Here are some key things that will help an HDInsight cluster manageable and perform better. The following best practices items should be noted.

  • Do not use only one storage account for a given HDInsight cluster. For a 48 node cluster, Microsoft is recommending 4-8 storage accounts. Not because of the storage space but what each storage account provides additional networking bandwidth that opens up the pipe as wide s possible for the compute nodes to finish their jobs faster.
  • Make the naming convention of the storage account as random as possible, no prefix. This is to reduce the chances that you hit storage bottlenecks or common mode failures in storage across all storage accounts at the same time. This type of storage partitioning in WASB is meant to avoid storage throttling.
  • Use D13 for head nodes, D12 for worker nodes.
  • When containers are created, make sure to only have one container per storage account. This yields better performance.
  • The Hive metastore that comes by default when HDInsight is deployed is transient. When the cluster is deleted, Hive metastore gets deleted as well. Use Azure DB to store the Hive metastore so that it persists even when the cluster is blown away. Azure DB is basically SQL Server under the hood. Unless the cluster created is brand new every time and won't create the same tables, then Azure DB is not needed.
  • When scaling down the cluster, some services stop and has to be started manually. Scaling should be done when there are no jobs running as much as possible.
  • HDFS namespace recognizes both local storage and WASB storage. It is recommended not to change the Data Node directory in HDFS configuration (that points to the local SSD storage).
  • NameNodes are not exposed from HDInsight so can't use distcp to transfer data from a remote cluster to HDInsight. Use WASB driver as much as possible to transfer data from on-premise cluster to HDInsight cluster since it yields better performance.
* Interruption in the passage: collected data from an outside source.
PR #804, opened 2021-06-09
defaulted hidden state for added complex fields in collection to false

phillip-whitaker:

https://tools.hmcts.net/jira/browse/EUI-3983

#### The Issue
When a collection that contains complex fields is added as part of a collection the fields with show condition are momentarily displayed before the `conditional-show-form.directive.ts` kicks in and hides it. This is because the subscription has a debounce(100) on it. The debounce is there to help performance.

#### The Fix
As I saw it, there are two fixes to this bug, remove the debounce or default added collection complex fields to hidden = true for fields that have show_condition logic. I chose the latter because I think is more sustainable and I know that the show/hide logic all being changed soon too so this fix will withstand the changes to the current directive.

```
[ ] Yes
[x-x-x] No
```

### DIFF
--- a/src/shared/components/palette/collection/write-collection-field.component.ts
+++ b/src/shared/components/palette/collection/write-collection-field.component.ts
@@ -160,7 +160,7 @@ export class WriteCollectionFieldComponent extends AbstractFieldWriteComponent i
     const fieldType = plainToClassFromExist(new FieldType(), this.caseField.field_type.collection_field_type);
     if (fieldType.complex_fields) {
       fieldType.complex_fields
-        .filter((cf: CaseField) => !cf.show_condition)
+        .filter((cf: CaseField) => !!cf.show_condition)
         .map((cf: CaseField) => cf.hidden = true);
     }
 
--- a/src/shared/components/palette/collection/write-collection-field.component.ts
+++ b/src/shared/components/palette/collection/write-collection-field.component.ts
@@ -2,11 +2,11 @@ import { Component, ElementRef, Input, OnDestroy, OnInit, QueryList, ViewChildre
 import { FormArray, FormControl, FormGroup } from '@angular/forms';
 import { MatDialog, MatDialogConfig } from '@angular/material';
 import { ScrollToService } from '@nicky-lenaers/ngx-scroll-to';
-import { plainToClassFromExist } from 'class-transformer';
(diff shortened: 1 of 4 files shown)


Mo-Lala84 (approved):
lgtm

src/shared/components/palette/collection/write-collection-field.component.ts
```diff
@@ -156,11 +156,19 @@ export class WriteCollectionFieldComponent extends AbstractFieldWriteComponent i
 
   private newCaseField(id: string, item, index, isNew = false) {
     const isNotAuthorisedToUpdate = !isNew && this.isNotAuthorisedToUpdate(index);
+
+    const fieldType = plainToClassFromExist(new FieldType(), this.caseField.field_type.collection_field_type);
+    if (fieldType.complex_fields) {
+      fieldType.complex_fields
+        .filter((cf: CaseField) => cf.show_condition !== null)
```
paul-graham, line 163: Do we know for sure this is always `null` when it's not set? It's never `undefined` or `''`? `!!cf.show_condition` would account for all of those, which might be a better option.

paul-graham (commented):
Just a question around the filtering mechanism...

src/shared/components/palette/collection/write-collection-field.component.ts
```diff
@@ -156,11 +156,19 @@ export class WriteCollectionFieldComponent extends AbstractFieldWriteComponent i
 
   private newCaseField(id: string, item, index, isNew = false) {
     const isNotAuthorisedToUpdate = !isNew && this.isNotAuthorisedToUpdate(index);
+
+    const fieldType = plainToClassFromExist(new FieldType(), this.caseField.field_type.collection_field_type);
+    if (fieldType.complex_fields) {
+      fieldType.complex_fields
+        .filter((cf: CaseField) => !cf.show_condition)
```
paul-graham, line 163: This should be a double bang, not a single. You're filtering out anything _with_ a `show_condition` now! 😂

paul-graham (changes requested):

paul-graham (approved):
Sorted. Thanks for fixing the double bang, @phillip-whitaker.

paul-graham (dismissed):

paul-graham (approved):

PR #1439, opened 2020-01-17
Removed sleighCompile dependency from assembleDistribution

astrelsky:
This is no longer needed since ghidra automatically recompiles the sleigh files when loading them depending on their timestamp. Removes about 10-15 minutes from the buildGhidra task.

### DIFF
--- a/gradle/processorProject.gradle
+++ b/gradle/processorProject.gradle
@@ -167,10 +167,6 @@ task sleighCompile (type: JavaExec) {
 	jvmArgs '-Xmx2048M'	
 }
 
-// The task that copies the common files to the distribution folder must depend on
-// the sleigh tasks before executing.
-rootProject.assembleDistribution.dependsOn sleighCompile
-
 // Add in this projects sleighCompile to the allSleighCompile task
 rootProject.allSleighCompile.dependsOn sleighCompile
 


saruman9:
Some users will be have problems. For example, if you install Ghidra as package (as root) to OS, then Ghidra (running by user) will not have permissions to create files.

But for developing is very useful! Thank you.

astrelsky:
> Some users will be have problems. For example, if you install Ghidra as package (as root) to OS, then Ghidra (running by user) will not have permissions to create files.
> 
> But for developing is very useful! Thank you.

That's a fair point.  However if the intention was to distribute it as a package then there is a task to pre compile all the sleigh files.

ryanmkurtz:
It is the way it is intentionally.  Not only for the reason @saruman9 mentions, but because we value Ghidra's performance more than the build's performance.  It can be annoying to wait for Ghidra to build the sleigh files.

astrelsky:
> It is the way it is intentionally. Not only for the reason @saruman9 mentions, but because we value Ghidra's performance more than the build's performance. It can be annoying to wait for Ghidra to build the sleigh files.

Ok, I'll just keep these changes local then.

ryanmkurtz:
What happens if you do`gradle buildGhidra -x sleighCompile`?

astrelsky:
> What happens if you do`gradle buildGhidra -x sleighCompile`?

That works as expected,  I just have to look up the name of the task each time.  Since the dev guide has the sleighCompile task as optional I was under the impression that they weren't intended to be compiled every time.

PR #1447, opened 2020-01-18
Add osabi and abiversion to ElfHeader

aerosoul94:
This simple patch will add the missing fields, `e_ident_osabi` and `e_ident_abiversion`, to the ElfHeader which may be useful for OS specific loaders and analyzers, as well as displays the two fields in the Listing.

image


ghidra1:
Change has been merged (Commit# c0080a9cc112b4818fb70a3e4b0acf3f034a6fb6)

PR #1448, opened 2020-01-18
#1441 Fixed GnuDemanglerParser Conversion Operator

### LINKED ISSUE #1441: GnuDemanglerParser drops namespace parts
**Describe the bug**
Demangling some mangled class functions results in a DemangledMethod with it's class name removed. I'm not sure if it's being lost in the parser or in the resulting DemangledObject.

**To Reproduce**
1. demangle "_ZNKSt17integral_constantIbLb0EEcvbEv"
2. invoke toSignature on the resulting DemangledMethod
3. Get result of bool "std::operator.cast.to.bool(void)"

**Expected behavior**
The output from demangler_gnu of the above mangled name is "std::integral_constant<bool, false>::operator bool() const". The resulting DemangledObjects signature and namespace should reflect this.

 - OS: Microsoft Windows [Version 10.0.18363.592]
 - Java Version: 13.0.2
 - Ghidra Version: 9.1.1 and 9.2

**Additional context**
I checked this on 9.1.1 and got the same result so it isn't due to any recent changes. Probably related to #944.

astrelsky:
The parseConversionOperator was removing the operator portion from the demangled string and using the namespace to set the name and namespace and then setting the name to operator.cast.to.

Essentially it was flowing like this:
```
demangled = NS1::Foo::operator
fullName = NS1::Foo
demangledNamespace = NS1
demangledName = Foo
demangledName = operator.cast.to
```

One thing to note is that only Hadoop services can be stopped. VMs are not exposed and cannot be paused. If the goal is to reduce cost of a running environment, it's better to delete the cluster and recreate them when needed.

New Contributor

Use an HDInsight on Linux cluster to have control over VMs through Ambari. Take a look at the public preview of Azure Data Lake Store which gets you past the storage account throttling and total size limits. Because you have separation of storage and compute you can move and load data with tools outside the cluster (SSIS, AzCopy, ADF, etc.), even when the cluster doesn't currently exist. Multiple clusters of HDInsight plus Azure Data Lake Analytics can all access the same data at the same time.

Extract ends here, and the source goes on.